Adapted from the New York Times¹ and La Repubblica² By: Ahmed ELNAHAS –
Castelfiorentino, March 4th 2014.
The
chessboard image is the classic metaphor portraying the Cold War era. An era of international tensions and attractions that
started right after WWII in 1948. However, that image draws a luring deception.
Many choices remembered today as reference for far-sightedness and tactical
geniality; were then qualified mere weaknesses. The Cold War’s costliest
manoeuvres in Korea and Vietnam, proved to be uselessly unproductive.
Often
rhetoric causes problems. In 1952, Eisenhower promised an aggressive policy for
the “Liberalisation from Communism”.
Yet, he always opted to prudence instead of conflict. Even the “Missiles Crisis”, in Cuba back in the
sixties; found its solution in the secret barter deal by which Uncle Sam
removes his missiles from Turkey as long as the Soviet Bear dismantles his’
from Cuba.
Regan did
more or less the same when facing the Polish emergency, and the repression of ‘Solidarnosc’.

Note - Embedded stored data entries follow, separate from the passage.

PR #2775, opened 2026-08-22
fix(device-plugin): remove panic(0) traps from getAPIDevices and dead util code

devGPP23:
**Problem**

While going through the device plugin code, I noticed that `getAPIDevices()` in `register.go` calls panic(0) whenever any NVML query fails,for example if NVML `init` fails, or a GPU drops off the PCIe bus.

Since this code runs inside a Kubernetes `DaemonSet`, I saw that one bad GPU query would crash the entire device plugin pod on that node. The pod then gets stuck in `CrashLoopBackOff`, and all the healthy GPUs on that node also become unusable until someone intervenes manually. I checked the official NVIDIA/k8s-device-plugin repo and noticed they handle these exact failures by returning normal Go errors instead of panicking.

I also noticed 4 more panic(0) traps in `GetIndexAndTypeFromUUID()` in `util.go`, but when I searched the whole repo, I found this function is never called anywhere ,it is dead code.

**Solution**

I did the following to fix this:

I changed getAPIDevices() to return an (*[]*device.DeviceInfo, error) instead of panicking. All 5 panic(0) calls are now replaced with proper wrapped errors using fmt.Errorf().
I updated RegisterInAnnotation() to catch this new error, log it with klog.ErrorS, and return it. The caller (WatchAndRegister) already retries every 5 seconds on error, so now the plugin safely retries instead of crashing.
I deleted the dead function GetIndexAndTypeFromUUID() from util.go, which removes the remaining 4 panic traps.
I updated the unit tests: instead of testing panics with recover(), they now assert on returned errors. I also added new tests covering every error path and a healthy-device success path.
After my change, I verified there are 0 instances of panic(0) left in the whole nvinternal package.

**New tests added:**

TestGetAPIDevicesErrorsOnNVMLInitFailure
TestRegisterInAnnotationPropagatesNVMLInitError
TestGetAPIDevicesErrorsOnPerDeviceNVMLFailures (handle / index / memory / name failures)
TestGetAPIDevicesRegistersHealthyDevice

**AI DISCLOSURE**

## Summary by CodeRabbit

* **Bug Fixes**
  * Improved NVIDIA GPU discovery to report initialization, device lookup, memory, and naming errors instead of crashing.
  * Device registration now propagates discovery failures and records warning events when discovery or node updates fail.
  * Healthy devices continue to register successfully when other devices encounter errors.

* **Reliability**
  * Improved error handling and diagnostics during NVIDIA device plugin startup and registration.

### DIFF
--- a/pkg/device-plugin/nvidiadevice/nvinternal/plugin/register.go
+++ b/pkg/device-plugin/nvidiadevice/nvinternal/plugin/register.go
@@ -92,12 +92,12 @@ var nvmlInit = nvml.Init
 // calculateGPUScore is overridable in tests to simulate topology-score calculation failures.
 var calculateGPUScore = nvidia.CalculateGPUScore
 
-func (plugin *NvidiaDevicePlugin) getAPIDevices() *[]*device.DeviceInfo {
+func (plugin *NvidiaDevicePlugin) getAPIDevices() (*[]*device.DeviceInfo, error) {
 	devs := plugin.Devices()
 	klog.V(5).InfoS("getAPIDevices", "devices", devs)
 	if nvret := nvmlInit(); nvret != nvml.SUCCESS {
 		klog.Errorln("nvml Init err: ", nvret)
-		panic(0)
+		return nil, fmt.Errorf("nvml init failed: %v", nvret)
 	}
 	// Shutdown is deferred only after Init succeeds, since calling it after a failed Init crashes the process.
 	defer nvml.Shutdown()
@@ -112,13 +112,13 @@ func (plugin *NvidiaDevicePlugin) getAPIDevices() *[]*device.DeviceInfo {
 	for UUID := range devs {
 		ndev, ret := nvml.DeviceGetHandleByUUID(UUID)
 		if ret != nvml.SUCCESS {
-			klog.Errorln("nvml new device by index error uuid=", UUID, "err=", ret)
-			panic(0)
+			klog.Errorf("skipping device uuid=%s: nvml DeviceGetHandleByUUID failed: %v", UUID, ret)
+			continue
 		}
 		idx, ret := ndev.GetIndex()
 		if ret != nvml.SUCCESS {
-			klog.Errorln("nvml get index error ret=", ret)
-			panic(0)
+			klog.Errorf("skipping device uuid=%s: nvml GetIndex failed: %v", UUID, ret)
+			continue
 		}
 		memoryTotal := 0
 		memory, ret := ndev.GetMemoryInfo()
@@ -139,13 +139,13 @@ func (plugin *NvidiaDevicePlugin) getAPIDevices() *[]*device.DeviceInfo {
 				continue
 			}
 		default:
-			klog.Error("nvml get memory error ret=", ret)
-			panic(0)
+			klog.Errorf("skipping device uuid=%s: nvml GetMemoryInfo failed: %v", UUID, ret)
+			continue
 		}
 		Model, ret := ndev.GetName()
 		if ret != nvml.SUCCESS {
-			klog.Error("nvml get name error ret=", ret)
-			panic(0)
+			klog.Errorf("skipping device uuid=%s: nvml GetName failed: %v", UUID, ret)
+			continue
 		}
 
 		registeredmem := int32(memoryTotal / 1024 / 1024)
@@ -206,7 +206,7 @@ func (plugin *NvidiaDevicePlugin) getAPIDevices() *[]*device.DeviceInfo {
 		res = append(res, info)
 		klog.V(3).Infof("Registered device id=%v, memory=%vMB, type=%v, numa=%v, health=%v", idx, registeredmem, Model, numa, health)
 	}
-	return &res
+	return &res, nil
 }
 
 func (plugin *NvidiaDevicePlugin) discoverMigProfiles(dev nvml.Device, model string) []device.MigProfile {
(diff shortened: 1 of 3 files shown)


pkg/device-plugin/nvidiadevice/nvinternal/plugin/register.go
```diff
@@ -256,7 +256,11 @@ func (plugin *NvidiaDevicePlugin) discoverMigProfiles(dev nvml.Device, model str
 // RegisterInAnnotation scans devices and patches node annotations.
 // Returns (changed, error) where changed indicates whether the annotation was actually updated.
 func (plugin *NvidiaDevicePlugin) RegisterInAnnotation() (bool, error) {
-	devices := plugin.getAPIDevices()
+	devices, err := plugin.getAPIDevices()
+	if err != nil {
```
mesutoezdil, line 263: crashloop was ugly but visible. a forever retry is silent, the node just stops updating its annotation. emit a node event or metric when registration keeps failing?

devGPP23: Thanks for the feedback @mesutoezdil ! 

I've updated the PR to emit a deduplicated Warning event (RegistrationFailed) on the Node via util.EmitNodeWarningEvent whenever device discovery or annotation patching fails (with a 10-minute dedup window to avoid event spamming).

mesutoezdil:
pls resolve conflicts

pkg/device-plugin/nvidiadevice/nvinternal/plugin/register.go
```diff
@@ -256,7 +256,16 @@ func (plugin *NvidiaDevicePlugin) discoverMigProfiles(dev nvml.Device, model str
...
+		klog.ErrorS(err, "failed to get API devices")
+		if node, nodeErr := util.GetNode(util.NodeName); nodeErr == nil {
```
Shouren: @devGPP23 `RegisterInAnnotation` retries every 5 seconds if error is not nil, so there will be a lots of requests to get node object in API Server. I think we should take this into consideration.

pkg/device-plugin/nvidiadevice/nvinternal/plugin/register.go
```diff
@@ -110,12 +110,12 @@ func (plugin *NvidiaDevicePlugin) getAPIDevices() *[]*device.DeviceInfo {
...
 		if ret != nvml.SUCCESS {
 			klog.Errorln("nvml new device by index error uuid=", UUID, "err=", ret)
-			panic(0)
+			return nil, fmt.Errorf("failed to get device handle for uuid %s: %v", UUID, ret)
 		}
 		idx, ret := ndev.GetIndex()
 		if ret != nvml.SUCCESS {
 			klog.Errorln("nvml get index error ret=", ret)
-			panic(0)
+			return nil, fmt.Errorf("failed to get device index: %v", ret)
```
Shouren: @devGPP23 for this and the following errors, I think it is better to add `UUID` in error message.

pkg/device-plugin/nvidiadevice/nvinternal/plugin/register.go
devGPP23: Hi  @Shouren, I've updated the PR based on your feedback i.e.
Fixed the API server load issue. Now, if getting the devices fails, it just returns the error right away instead of calling util.GetNode() and spamming the API server every 5 seconds. (The event is only emitted if the actual node patch fails).
Please take a look whenever you are free

pkg/device-plugin/nvidiadevice/nvinternal/plugin/register.go
devGPP23: Hello @Shouren, I've Added the UUID to all the error messages so we know exactly which device fails
Please take a look whenever you are free

devGPP23:
Hi @mesutoezdil , I've updated the PR based on your feedback i.e.
I have fixed all the merge conflicts with the latest master,
Please take a look whenever you are free

Shouren:
@mesutoezdil @archlitchi How do you think about only calling `klog.ErrorS` when `plugin.getAPIDevices()` returns error?

mesutoezdil:
log alone is silent, nobody watches plugin pod logs and the annotation just goes stale. the event is visible on the node and deduplicated, i would keep it.

pkg/device-plugin/nvidiadevice/nvinternal/plugin/register.go
```diff
@@ -113,12 +113,12 @@ func (plugin *NvidiaDevicePlugin) getAPIDevices() *[]*device.DeviceInfo {
 		ndev, ret := nvml.DeviceGetHandleByUUID(UUID)
 		if ret != nvml.SUCCESS {
 			klog.Errorln("nvml new device by index error uuid=", UUID, "err=", ret)
-			panic(0)
+			return nil, fmt.Errorf("failed to get device handle for uuid=%s: %v", UUID, ret)
```
mesutoezdil: this still aborts the whole scan on one bad device, so the healthy GPUs on that node stay unregistered. the pr says that is the problem being fixed. should the loop skip the device instead?

devGPP23: Hello @mesutoezdil,
I've updated the loop so that per-device failures (GetHandleByUUID, GetIndex, GetMemoryInfo, GetName) now log the error and continue to skip just that device. Healthy GPUs on the same node will still get registered normally.
nvml.Init failure still returns an error since no device can be queried without a working NVML session.

 Please take another look whenever u have time

archlitchi (approved):
/lgtm

PR #2580, opened 2026-08-11
fix(vGPUmonitor): add missing node label to host GPU metrics

SK8-infi:
**What type of PR is this?**
/kind bug

**What this PR does / why we need it**: In cmd/vGPUmonitor/metrics.go, the metric descriptors for host-level GPU memory and utilization (hostGPUdesc and hostGPUUtilizationdesc) do not include the node label ([]string{"device_index", "device_uuid", "device_type"}).

Without node label, Prometheus metrics scraped across nodes cannot be grouped/filtered by node in Grafana. And PromQL joins between scheduler and monitor host metrics fail due to mismatched label keys.

I guess host GPU metrics in vGPUmonitor should include the node label to align with the scheduler metrics.

**Which issue(s) this PR fixes**:
Fixes #2578 

**Special notes for your reviewer**: Nope

image

disclosure: Antigravity was used to audit.

**Does this PR introduce a user-facing change?**:
```release-note
fix(vGPUmonitor): add missing node label to host GPU metrics (hami_host_gpu_memory_used_bytes, hami_host_gpu_utilization_ratio)
```

## Summary by CodeRabbit

* **New Features**
  * Host GPU memory and utilization metrics now include the node name for improved identification.
  * Legacy GPU metrics now include the corresponding node identifier.
  * GPU utilization reporting now uses utilization-rate data for more accurate metrics.

* **Bug Fixes**
  * GPU metric collection now reports an error when the node name is unavailable, preventing incomplete metric data.

PR #2776, opened 2026-08-22
Add Missing Node Label to Memory Controller Metric in vGPUmonitor (Fixes #2771)

### LINKED ISSUE #2771: bug(vGPUmonitor): hami_host_gpu_memory_controller_utilization_ratio  missing  node  label
### What happened?

The `hami_host_gpu_memory_controller_utilization_ratio` metric introduced in #2580 is missing the `node` label in both its descriptor and its `sendMetric` call.

PR #2580 correctly added the `node` label to `hostGPUdesc` and `hostGPUUtilizationdesc`, but the new `hostGPUMemoryUtilizationdesc` descriptor that was introduced in the same PR was not updated to include it.

All `hami_host_gpu_*` metrics should consistently include the `node` label so that per-node aggregation works in PromQL and Grafana dashboards.

### How to reproduce

1. Deploy HAMi on a multi-node cluster with the latest `master` build
2. Scrape `/metrics` from the vGPU monitor
3. Observe that `hami_host_gpu_memory_controller_utilization_ratio` does not have a `node` label, while `hami_host_gpu_memory_used_bytes` and `hami_host_gpu_utilization_ratio` do

### Root cause

In `cmd/vGPUmonitor/metrics.go`:

**Descriptor (line ~70):**
```go
hostGPUMemoryUtilizationdesc = prometheus.NewDesc(
    "hami_host_gpu_memory_controller_utilization_ratio",
    "GPU memory controller utilization ratio (0-100)",
    // ^^^ missing "node" as the first label
)

if err := sendMetric(ch, hostGPUMemoryUtilizationdesc, prometheus.GaugeValue,
    float64(utilRates.Memory),
    // ^^^ missing nodeName as the first label value
); err != nil {

### PR DESCRIPTION
**Pull request by Gurkaran18**
### Description

This PR addresses issue #2771 by fixing a label inconsistency in the `vGPUmonitor` Prometheus collector.

The `hami_host_gpu_memory_controller_utilization_ratio` metric, which was recently introduced, was missing the `node` label in both its descriptor and its emission call. This omission breaks per-node aggregation in PromQL (e.g., `sum by (node)`) and dashboard filtering, as all other `hami_host_gpu_*` metrics require the `node` label.

This fix:
1. Adds the `"node"` label to the `hostGPUMemoryUtilizationdesc` descriptor.
2. Passes the `nodeName` variable as the first label value in the `sendMetric` call.

### Testing

- Verified `go vet` and `go test ./cmd/vGPUmonitor/...` pass cleanly.
- Expanded the existing `TestHostGPUMetricsDescriptorsIncludeNodeLabel` unit test to explicitly assert that `hostGPUMemoryUtilizationdesc` contains the `"node"` label, ensuring this regression doesn't happen again.
- 
### Release Note

```release-note
`hami_host_gpu_memory_controller_utilization_ratio` now includes the `node` label, matching all other `hami_host_gpu_*` metrics. This changes the series identity for anyone already scraping this metric — recording rules, alerts, or dashboards that reference it without the `node` label will need to be updated.

> This PR was authored with the assistance of Antigravity AI. I have fully reviewed the implementation to ensure the metric labels are emitted correctly according to the established codebase patterns and have validated that it conforms to all HAMi contribution guidelines.


## Summary by CodeRabbit

## Summary by CodeRabbit

* **Bug Fixes**
  * Host GPU memory-controller utilization metrics now include the node label, improving identification and filtering across multiple nodes.
  * Node information is now correctly included when collecting these metrics, providing more accurate monitoring data.
* **Tests**
  * Expanded host GPU metric validation to confirm that the node label is present on applicable memory-utilization metrics and matches labels exactly.

### CODE REVIEW

File: cmd/vGPUmonitor/metrics.go [hunk 1]
```diff
@@ -366,17 +366,18 @@ func (cc ClusterManagerCollector) collectGPUUtilizationMetrics(ch chan<- prometh
...
-		nodeName, fmt.Sprint(index), uuid, deviceName,
-	)
-
 	if err := sendMetric(ch, hostGPUMemoryUtilizationdesc, prometheus.GaugeValue,
 		float64(utilRates.Memory),
-		fmt.Sprint(index), uuid, deviceName,
+		nodeName, fmt.Sprint(index), uuid, deviceName,
 	); err != nil {
-		return fmt.Errorf("nvml send memory controller utilization: %w", err)
+		klog.Errorf("Failed to send host memory utilization metric: %v", err)
```
mesutoezdil: keep this pr label only, two lines. the return to log change and the legacy reorder belong to #2716, which already rewrites this function and will conflict with you.

mesutoezdil (dismissed):

cmd/vGPUmonitor/metrics.go
Gurkaran18: I have  pushed an update to  isolate this PR to only the two necessary lines , So it won't conflict with #2716.

FouoF:
This is a small but user face change, you should update the doc on the https://github.com/Project-HAMi/website but the website v2.10.0 has not released so i'm afraid you need to wait some time.

Gurkaran18:
@FouoF Since Project-HAMi/website is still tracking the older release, I'll hold off and open a docs PR there once v2.10.0 ships so it lands with the right version. I'll keep a note on my end so it doesn't get lost.

cmd/vGPUmonitor/metrics_test.go
```diff
@@ -80,6 +80,12 @@ func TestHostGPUMetricsDescriptorsIncludeNodeLabel(t *testing.T) {
 		t.Errorf("hostGPUUtilizationdesc does not contain 'node' label: %s", hostGPUUtilString)
 	}
 
+	hostGPUMemoryUtilString := hostGPUMemoryUtilizationdesc.String()
+	if !strings.Contains(hostGPUMemoryUtilString, `"node"`) && !strings.Contains(hostGPUMemoryUtilString, `node`) {
```
mesutoezdil: any string with "node" also contains node, so the first check never decides anything. matching the label list would be tighter than a substring.

mesutoezdil:
adding a label changes the series identity for anyone already scraping this metric. could you add a /kind and a release-note block?

cmd/vGPUmonitor/metrics_test.go
Gurkaran18: Added descHasLabel helper that parses the descriptor's actual label list instead of doing a substring check

Gurkaran18:
@mesutoezdil rebased onto master to resolve the conflict, added the /kind bug + release-note, and addressed the two CodeRabbit findings (docstrings, slices.Contains)

mesutoezdil:
dco pls

Gurkaran18:
@mesutoezdil DCO is fixed, all 5 commits now carry Signed-off-by trailers.

mesutoezdil:
lint is red from an unrelated master conflict (duplicate effectivePodDeviceUsage), already fixed upstream, rebasing onto master should clear it

cmd/vGPUmonitor/metrics.go
```diff
@@ -69,7 +69,7 @@ var (
 	hostGPUMemoryUtilizationdesc = prometheus.NewDesc(
```
mesutoezdil, line 69: what happens if label values are out of order?

cmd/vGPUmonitor/metrics.go
```diff
@@ -406,7 +408,7 @@ func (cc ClusterManagerCollector) collectGPUUtilizationMetrics(ch chan<- prometh
 
 	if err := sendMetric(ch, hostGPUMemoryUtilizationdesc, prometheus.GaugeValue,
 		float64(utilRates.Memory),
-		fmt.Sprint(index), identity.uuid, identity.deviceName,
+		identity.nodeName, fmt.Sprint(index), identity.uuid, identity.deviceName,
 	); err != nil {
 		return fmt.Errorf("nvml send memory controller utilization: %w", err)
```
mesutoezdil, line 413: did you check for existing duplicate prs first?

cmd/vGPUmonitor/metrics.go
Gurkaran18: It wouldn't throw an error, the values just get matched by position, so the metric would end up with the wrong labels. I kept the same order the other host metrics use (node, device_index, device_uuid, device_type). I also updated the test to check each label value by name, so a swapped order fails now.

cmd/vGPUmonitor/metrics.go
Gurkaran18: Yes, I checked. #2580 added the node label to the other two host metrics but missed this one, and I couldn't find any other PR fixing it.

archlitchi (approved):
/lgtm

He demonstrated caution. Poland, as other satellites, were liberated thanks to careful
negotiations with Gorbachev.. The Cold War then was not a calculated game
structured and played among masters; it was a horrifying era of high tensions,
where leaders knew that the slightest false move would’ve dragged them, and the
entire world, into the darkness of a bottomless abyss.
But today’s
open game, between Putin and Obama, is much more than the classic game of chess
that both Moscow and Washington used to play, and cleverly I may add, until
1991 using situations, countries, and governments as pawns to move at will over
their global chessboard. Though, always observing the utmost caution, as not to
reach a destructive frontal crash line.
In fact, the
alarming element which really preoccupies the world, about the present military
operations in the Crimean peninsula, is the 18th century tactics and
visions that Putin’s Russia brings into the 21st century;
demonstrating the profound cultural backwardness of a leadership modelling the
pre-Soviet Tzarist patterns. Thus, Putin is not any longer the successor of
Stalin, Khrushchev, Gorbachev nor even Eltsin; he has become the last living
ROMANOV heir of Tzar Nicolas II.
Before
such unexpected and much troubling shift in the Russian perception on modern
politics, we discover that the United States, United Nations and the European
Union stand surprised and helplessly confused with no real efficient, nor
effective, instruments to use as the appropriate ‘Counter Measure (s)’;
not even any true means of intimidation. Whether Russia is present or absent in
a G8 or a G20, will not change a single bit the fact of a European dependence
on the oil and gas supplies (passing all through the five major pipelines through the Ukrainian
territory and Crimean ports), and always more on the capitals pumped by Russian
Oligarchies.
Out from
the Syrian disaster, when Obama unwisely launched a precise ultimatum knowing
he can’t respect, the administration must have learned never to fall beyond the
“Red Line on the sand”. Already the
White House came dangerously exposed warning Putin “..not to violate Ukrainian Sovereignty”; at which the Russians
have formally, and mockingly, avoided doing by sending thousands of soldiers
with no shoulder patches nor flags.
Should
this unidentifiable, and nameless, official army transform into an invasion and
occupation force, with official signs; and if the situation would degenerate in
a civil war; perhaps even reaching the still boiling crater of Chernobyl (at only 160 km from Kiev); we
would then witness first hand an eruption of diplomatic initiatives, of
frenetic meetings between Europeans and Americans, of meaningless appeals with toothless
warnings.
But no
one, certainly not the USA who are still painfully and slowly ungluing their
feet out from Afghanistan, is ready to die for Crimea. In the Ukraine, the “Putin
Doctrine” have no rivals, if not half the Ukrainians themselves.
Make the
parallel with the Arab Spring(s), focussing on Egypt’s situation; only by then you
would discover how hollow are the words of Arab leading political figures.
Pass On The Word.
¹ ©Sam Tanenhaus the NYT.
²
©Vittorio Zucconi La Repubblica.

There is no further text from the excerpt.